### [Your assignment]
Once you have read the data below, set it all down again exactly.

══ Task inputs

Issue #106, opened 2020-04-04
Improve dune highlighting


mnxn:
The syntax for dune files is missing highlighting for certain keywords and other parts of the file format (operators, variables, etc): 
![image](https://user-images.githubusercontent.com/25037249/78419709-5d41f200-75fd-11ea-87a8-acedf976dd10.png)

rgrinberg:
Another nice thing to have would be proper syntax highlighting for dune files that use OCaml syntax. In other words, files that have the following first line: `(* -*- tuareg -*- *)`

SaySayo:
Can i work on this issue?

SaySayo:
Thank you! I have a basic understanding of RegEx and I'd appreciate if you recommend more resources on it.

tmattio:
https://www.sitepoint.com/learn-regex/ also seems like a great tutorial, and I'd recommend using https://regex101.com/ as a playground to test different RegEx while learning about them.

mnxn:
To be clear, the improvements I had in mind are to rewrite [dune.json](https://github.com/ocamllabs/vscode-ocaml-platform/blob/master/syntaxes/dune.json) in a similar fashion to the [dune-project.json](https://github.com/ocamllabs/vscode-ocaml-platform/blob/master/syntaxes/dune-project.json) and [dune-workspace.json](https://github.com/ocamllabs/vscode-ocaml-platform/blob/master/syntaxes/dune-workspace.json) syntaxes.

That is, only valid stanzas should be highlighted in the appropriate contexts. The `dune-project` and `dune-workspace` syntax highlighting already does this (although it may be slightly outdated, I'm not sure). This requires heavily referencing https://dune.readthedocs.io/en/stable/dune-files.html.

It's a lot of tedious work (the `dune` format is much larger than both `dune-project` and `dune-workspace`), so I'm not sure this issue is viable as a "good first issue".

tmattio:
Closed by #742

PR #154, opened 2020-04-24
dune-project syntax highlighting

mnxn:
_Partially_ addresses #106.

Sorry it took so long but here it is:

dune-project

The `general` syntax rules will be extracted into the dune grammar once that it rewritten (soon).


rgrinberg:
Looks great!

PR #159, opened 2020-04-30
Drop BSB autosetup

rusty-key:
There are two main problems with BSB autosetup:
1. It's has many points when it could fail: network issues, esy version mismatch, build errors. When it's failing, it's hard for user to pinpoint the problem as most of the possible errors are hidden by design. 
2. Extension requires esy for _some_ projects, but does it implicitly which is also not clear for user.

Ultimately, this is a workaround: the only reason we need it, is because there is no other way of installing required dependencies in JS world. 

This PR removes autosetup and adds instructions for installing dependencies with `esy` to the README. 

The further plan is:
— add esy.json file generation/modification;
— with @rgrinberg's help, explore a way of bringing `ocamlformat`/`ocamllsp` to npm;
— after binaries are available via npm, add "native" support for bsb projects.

════

### [Answer space]
Issue #106, opened 2020-04-04
Improve dune highlighting


mnxn:
The syntax for dune files is missing highlighting for certain keywords and other parts of the file format (operators, variables, etc): 
![image](https://user-images.githubusercontent.com/25037249/78419709-5d41f200-75fd-11ea-87a8-acedf976dd10.png)

rgrinberg:
Another nice thing to have would be proper syntax highlighting for dune files that use OCaml syntax. In other words, files that have the following first line: `(* -*- tuareg -*- *)`

SaySayo:
Can i work on this issue?

SaySayo:
Thank you! I have a basic understanding of RegEx and I'd appreciate if you recommend more resources on it.

tmattio:
https://www.sitepoint.com/learn-regex/ also seems like a great tutorial, and I'd recommend using https://regex101.com/ as a playground to test different RegEx while learning about them.

mnxn:
To be clear, the improvements I had in mind are to rewrite [dune.json](https://github.com/ocamllabs/vscode-ocaml-platform/blob/master/syntaxes/dune.json) in a similar fashion to the [dune-project.json](https://github.com/ocamllabs/vscode-ocaml-platform/blob/master/syntaxes/dune-project.json) and [dune-workspace.json](https://github.com/ocamllabs/vscode-ocaml-platform/blob/master/syntaxes/dune-workspace.json) syntaxes.

That is, only valid stanzas should be highlighted in the appropriate contexts. The `dune-project` and `dune-workspace` syntax highlighting already does this (although it may be slightly outdated, I'm not sure). This requires heavily referencing https://dune.readthedocs.io/en/stable/dune-files.html.

It's a lot of tedious work (the `dune` format is much larger than both `dune-project` and `dune-workspace`), so I'm not sure this issue is viable as a "good first issue".

tmattio:
Closed by #742

PR #154, opened 2020-04-24
dune-project syntax highlighting

mnxn:
_Partially_ addresses #106.

Sorry it took so long but here it is:

dune-project

The `general` syntax rules will be extracted into the dune grammar once that it rewritten (soon).


rgrinberg:
Looks great!

PR #159, opened 2020-04-30
Drop BSB autosetup

rusty-key:
There are two main problems with BSB autosetup:
1. It's has many points when it could fail: network issues, esy version mismatch, build errors. When it's failing, it's hard for user to pinpoint the problem as most of the possible errors are hidden by design. 
2. Extension requires esy for _some_ projects, but does it implicitly which is also not clear for user.

Ultimately, this is a workaround: the only reason we need it, is because there is no other way of installing required dependencies in JS world. 

This PR removes autosetup and adds instructions for installing dependencies with `esy` to the README. 

The further plan is:
— add esy.json file generation/modification;
— with @rgrinberg's help, explore a way of bringing `ocamlformat`/`ocamllsp` to npm;
— after binaries are available via npm, add "native" support for bsb projects.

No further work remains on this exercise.